§ **Work task**
Provide again, from the entries below, every line from the one containing "### Documentation checklist" through the one containing "(diff shortened: 1 of 1 files shown)", exactly as written, and no other line.

Entries taken from a collection:
PR #23203, opened 2025-06-24
[Cache] Adds clarification about `Cloudflare-Cdn-Cache-Control`.

angelampcosta:
### Summary

Add clarification about `Cloudflare-Cdn-Cache-Control` on OCC docs.

### Documentation checklist

### DIFF
--- a/src/content/docs/cache/concepts/cache-control.mdx
+++ b/src/content/docs/cache/concepts/cache-control.mdx
@@ -197,7 +197,7 @@ Certain scenarios also affect Origin Cache Control behavior when it is enabled o
 </table>
 
 :::note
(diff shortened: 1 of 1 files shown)


src/content/docs/cache/concepts/cache-control.mdx
```diff
@@ -196,6 +196,10 @@ Certain scenarios also affect Origin Cache Control behavior when it is enabled o
   </tbody>
 </table>
 
+:::note
+When the `Cloudflare-Cdn-Cache-Control` header is set, OCC is effectively turned **on** (regardless of whether OCC is enabled or disabled). As a result, we apply our Authorization header logic (per [RFC 7234, Section 3.2](https://tools.ietf.org/html/rfc7234#section-3.2)) to allow only the `s-maxage`, `must-revalidate`, or `public` directives. If any other directive is present, we do not cache the asset and instead return `BYPASS`.
```
angelampcosta:
```suggestion
When the `Cloudflare-Cdn-Cache-Control` header is set, OCC is turned **on** (regardless of whether OCC is enabled or disabled). As a result, we apply our Authorization header logic (per [RFC 7234, Section 3.2](https://tools.ietf.org/html/rfc7234#section-3.2)) to allow only the `s-maxage`, `must-revalidate`, or `public` directives. If any other directive is present, we do not cache the asset and instead return `BYPASS`.
```

patriciasantaana (approved):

§ **Your response**
### Documentation checklist

### DIFF
--- a/src/content/docs/cache/concepts/cache-control.mdx
+++ b/src/content/docs/cache/concepts/cache-control.mdx
@@ -197,7 +197,7 @@ Certain scenarios also affect Origin Cache Control behavior when it is enabled o
 </table>
 
 :::note
(diff shortened: 1 of 1 files shown)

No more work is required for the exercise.